What the exercise asks
Could you please return each line of the data that has the word "https"?

Records contained in a dataset
━━━━━━━━━━━━━━━━━━━━

PR #13286, opened 2019-04-11
chore(starters): add gatsby-antd-docs

jannikbuschke:


docs/starters.yml
```diff
@@ -2207,3 +2207,17 @@
...
     - TypeScript support
     - Easily work in GatsbyJS and Framer X at the same time
+- url: https://www.jannikbuschke.de/gatsby-antd-docs/
+  repo: https://github.com/jannikbuschke/gatsby-antd-docs
+  description: A template for documenation websites
+  tags:
+    - Documentation
+    - Typescript
+    - Antd
+    - AntDesign
```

━━━━━━━━━━━━━━━━━━━━

Answer to the exercise
+- url: https://www.jannikbuschke.de/gatsby-antd-docs/
+  repo: https://github.com/jannikbuschke/gatsby-antd-docs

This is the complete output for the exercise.